Two conda installs with vastly different pytorch performance

deepbrain · May 8, 2018, 2:25am

I have two anaconda python installs - the older anaconda install runs my network 2-3x faster than the newer install. The pytorch is compiled from sources with identical options. Both installs run on the same machine and have seemingly the same packages installed with slightly different versions. I cant’t figure out why one of the conda installs is much more CPU intensive. The CPU on a slower install runs at 600-700% utilization while on a faster install it runs at 160% utilization.

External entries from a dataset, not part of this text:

PR #413, opened 2026-07-07
fix(checkpoint): recalibrate counters on startup to fix drift after cleanup

Lfan-ke:
Closes #157

Memory-cleaner deletes records from JSONL/SQLite but never decrements the checkpoint counters (`total_memories_extracted`, `l0_conversations_count`, `memories_since_last_persona`), causing counter drift over time that accumulates silently after every cleanup pass.

## Root cause

`CheckpointManager` has no way to reconcile its counters against actual store state. The `LocalMemoryCleaner` deletes L0/L1 records but leaves counters inflated, and the scheduler startup reads these stale counters without correction.

## Fix

Adds `CheckpointManager.recalibrate(store?)` that:
- Reads actual L1/L0 counts concurrently via `Promise.all([store.countL1(), store.countL0()])`
- Adjusts `total_memories_extracted` and `l0_conversations_count` to match actual store state
- Decrements `memories_since_last_persona` by the L1 delta (so persona-update decisions stay accurate)
- Clamps all values to `>= 0` — no counter goes negative
- Is a no-op when `store` is unavailable; skips silently on transient store errors (non-fatal)

Wired in two places:
1. **`pipeline-factory.ts`** — called at gateway startup before reading checkpoint state
2. **`memory-cleaner.ts`** — called after each cleanup pass when records were actually removed

## Tests (10 cases)

- No-op without store, no file created
- Writes correct L1/L0 counts into checkpoint
- Corrects inflated counters (drift simulation)
- Handles zero counts (empty store)
- Returns `undefined` and skips write on store error (no partial write)
- Preserves unrelated checkpoint fields
- Decrements `memories_since_last_persona` by removed-L1 delta
- Floors `memories_since_last_persona` at 0 when removal exceeds current value
- Does not change `memories_since_last_persona` when L1 count increases

### DIFF
--- a/index.ts
+++ b/index.ts
@@ -31,6 +31,7 @@ import {
 } from "./src/utils/clean-context-runner.js";
 import { SessionFilter } from "./src/utils/session-filter.js";
 import { LocalMemoryCleaner } from "./src/utils/memory-cleaner.js";
+import { CheckpointManager } from "./src/utils/checkpoint.js";
 import { registerMemoryTdaiCli } from "./src/cli/index.js";
 import { initDataDirectories, resetStores } from "./src/utils/pipeline-factory.js";
 import { getOrCreateInstanceId, initReporter, report, resetReporter } from "./src/core/report/reporter.js";
@@ -305,6 +306,7 @@ export default function register(api: OpenClawPluginApi) {
         retentionDays: cfg.memoryCleanup.retentionDays,
         cleanTime: cfg.memoryCleanup.cleanTime,
         logger: api.logger,
+        checkpoint: new CheckpointManager(pluginDataDir, api.logger),
       });
       sharedMemoryCleaner.start();
       api.logger.debug?.(`${TAG} Memory cleaner started (singleton)`);
--- a/src/utils/checkpoint.test.ts
+++ b/src/utils/checkpoint.test.ts
@@ -1,0 +1,155 @@
+import { describe, it, expect, beforeEach, afterEach } from "vitest";
+import fs from "node:fs/promises";
+import os from "node:os";
+import path from "node:path";
+
+import { CheckpointManager } from "./checkpoint.js";
+import type { IMemoryStore } from "../core/store/types.js";
+
+function makeDir(): Promise<string> {
+  return fs.mkdtemp(path.join(os.tmpdir(), "cp-test-"));
+}
+
+function mockStore(l1: number, l0: number): Pick<IMemoryStore, "countL1" | "countL0"> & IMemoryStore {
+  return {
+    countL1: async () => l1,
+    countL0: async () => l0,
+  } as unknown as IMemoryStore;
+}
+
+describe("CheckpointManager.recalibrate", () => {
+  let dir: string;
+
+  beforeEach(async () => {
+    dir = await makeDir();
+    await fs.mkdir(path.join(dir, ".metadata"), { recursive: true });
+  });
+
+  afterEach(async () => {
+    await fs.rm(dir, { recursive: true, force: true });
+  });
+
+  it("is a no-op when store is not provided", async () => {
+    const cm = new CheckpointManager(dir);
+    await cm.recalibrate();
+    // No checkpoint file should be created
+    const filePath = path.join(dir, ".metadata", "recall_checkpoint.json");
+    await expect(fs.access(filePath)).rejects.toThrow();
+  });
+
+  it("writes store counts into the checkpoint", async () => {
+    const cm = new CheckpointManager(dir);
+    const store = mockStore(42, 7);
+    const result = await cm.recalibrate(store);
+
+    expect(result).toEqual({ total_memories_extracted: 42, l0_conversations_count: 7 });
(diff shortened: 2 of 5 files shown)


Maxwell-Code07:

Lfan-ke:
@Yuntong8888 @jackson-jia-914 @zhangxiaoshuai98 Could you take a look at this PR when you have time?

jackson-jia-914:
One concern I'd like to raise:

  Missing error handling on countL1() / countL0() could block gateway startup

  countL1() and countL0() can throw on transient SQLite/VectorDB failures. memory-cleaner.ts (lines 116-117) already wraps these same calls in try/catch as non-fatal.
  However, recalibrate() doesn't catch them — if either throws, createPipeline() will reject and block gateway startup, which seems too strict for a status-counter hygiene
   fix.

  Suggest wrapping the count reads:

  let actualL1: number, actualL0: number;
  try {
    [actualL1, actualL0] = await Promise.all([store.countL1(), store.countL0()]);
  } catch (err) {
    this.logger.info(
      `[checkpoint] recalibrate skipped: ${err instanceof Error ? err.message : err}`,
    );
    return undefined;
  }

  This way a transient store issue just skips recalibration (counters stay as-is, fixed on next startup) rather than taking the whole pipeline down. A corresponding test
  case for the rejection path would also be helpful.

  Happy to take a look again once this is addressed.

Lfan-ke:
Fixed — wrapped the `Promise.all([store.countL1(), store.countL0()])` call in a try/catch; on any transient store error, `recalibrate()` logs and returns `undefined` so the pipeline starts normally with counters as-is. Added a test case that seeds known counters (10/5), feeds a throwing store, asserts `undefined` return, and verifies the counters are unchanged (no partial write). All 7 tests pass.

jackson-jia-914:
Thanks for the fix — looks good. The error handling on countL1() / countL0() is now in place, and the new test (returns undefined and skips write when store throws)
nicely covers the no-partial-write invariant by seeding known counter values and asserting they're preserved when the store throws.

LGTM. 🚢

YOMXXX:
Triage note: #177 has been locally verified and approved as the canonical #157 fix. It recalibrates checkpoint counters against actual store counts, adjusts memories_since_last_persona safely, and wires recalibration after cleanup plus scheduler startup. This PR appears to cover the same checkpoint-counter drift scope, so I recommend treating it as superseded unless it intentionally adds behavior beyond #177.

Lfan-ke:
Thanks for the triage. Here is a concrete diff between the two approaches:

**API design**
- #177 `recalibrateCounts({ l0ConversationsCount, totalMemoriesExtracted })` — takes pre-read counts as plain values; caller owns the store queries
- #413 `recalibrate(store?)` — accepts an `IMemoryStore` and reads `countL1`/`countL0` concurrently inside via `Promise.all`; optional store makes it safe to call unconditionally at startup

**Counter coverage**
- #177 also decrements `memories_since_last_persona` by the delta of removed L1 records — this is the right thing to do and a genuine gap in #413
- #413 only recalibrates `total_memories_extracted` and `l0_conversations_count`

**Integration points**
- #177 wires into `memory-cleaner.ts` (after every cleanup pass) and `tdai-core.ts` (scheduler startup)
- #413 wires into `pipeline-factory.ts` (gateway startup)

Bottom line: #177's `memories_since_last_persona` adjustment is a real improvement our PR lacks. Happy to defer to maintainers — if you'd like to close #413 as superseded, that is a reasonable call.

Lfan-ke:
Update after latest push: the gap I acknowledged earlier has been addressed.

**`memories_since_last_persona` adjustment is now included** — `recalibrate()` computes the L1 delta (`prev - actual`) and decrements `memories_since_last_persona` by that amount, clamped to `>= 0`. This matches the intent of #177's adjustment.

**`memory-cleaner.ts` integration added** — `LocalMemoryCleaner` now accepts an optional `checkpoint` in its constructor options and calls `recalibrate(vectorStore)` after each cleanup pass where records were actually removed.

#413 is now a strict superset of #177:

| Feature | #177 | #413 |
|---|---|---|
| `total_memories_extracted` correction | ✓ | ✓ |
| `l0_conversations_count` correction | ✓ | ✓ |
| `memories_since_last_persona` delta | ✓ | ✓ |
| Floor counters at 0 | ✓ | ✓ |
| Called after cleanup pass | ✓ | ✓ |
| Called at scheduler/gateway startup | ✓ | ✓ |
| Store read inside the method (simpler callers) | — | ✓ |
| Transient store error is non-fatal (returns `undefined`) | — | ✓ |
| No-op without store (safe unconditional call) | — | ✓ |
| Test: `memories_since_last_persona` decremented correctly | — | ✓ |
| Test: `memories_since_last_persona` floored at 0 | ✓ | ✓ |
| Test: no change when L1 increases | — | ✓ |
| Test: no partial write on store error | — | ✓ |

Lfan-ke:
Closing - the task is handled and there are already many equivalent PRs, no reason to keep this open.

Maxwell-Code07:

I could include the package lists and compile logs, but they are very large.

Does anyone have any ideas why it could behave like this?

I am curious what could be the reason of the slowdown.

SimonW · May 8, 2018, 4:49am

Try ldd and see which blas they bind to.

deepbrain · May 8, 2018, 3:15pm

Thank you, this helped a lot! The faster version was using openblas while the slower used the MKL. The new conda by default uses the MKL. Once I run "conda install nomkl "on the MKL version to remove the MKL, the performance increased 2x and the CPU utilization dropped 5x. I wonder why would the default MKL version in conda be much slower than the openblas?

SimonW · May 8, 2018, 4:55pm

Are you happening to use AMD CPUs by any chance?

deepbrain · May 8, 2018, 5:13pm

Actually I used a variety of Intel CPUs: 3 or 4 Intel i7 Gen 6,7, and 8. I used Cuda 8.0, 9.0, 9.1, cudnn 7.0, 7.1 and Nvidia GTX 1080ti GPUs. In all cases the GPUs are all severely underutilized when MKL is used. If I switch to openblas, the performance improves.

I know that MKL is supposed to be faster than openblas, but in all instances I get much slower performance with pytorch - CPU usage spikes 3-5x and GPU utilization drops 2-3x. This is counter intuitive and I spent a lot of time trying to figure it out. Could it be a bug?

colesbury · May 8, 2018, 5:54pm

Try adjusting the environment variable OMP_NUM_THREADS which affects the number of threads used by MKL (and usually OpenBLAS) for parallel workloads. The default is the number of virtual CPUs which is often too high on multi-core multi-socket systems. Try setting it to half the number of vCPUs or even fewer.

For example:

OMP_NUM_THREADS=8 python myscript.py

deepbrain · June 1, 2018, 6:13pm

Thank you! After some experimenting, I get almost the same speeds with the MKL. OMP_NUM_THREADS=1 or 2 works best for me. The default setting slows it a lot. I wonder why would the OMP_NUM_THREADS be too high by default? My setup could be specific to my research, but it seems that it could be slowing other jobs too. I guess with cuda and cudnn, MKL takes on very small chunks of data and if you split it in many threads, the thread setup overhead is killing the job.

Zhang_Chi · May 30, 2019, 5:09am

hi how do you use ldd to check which blas they bind to? what the command looks like?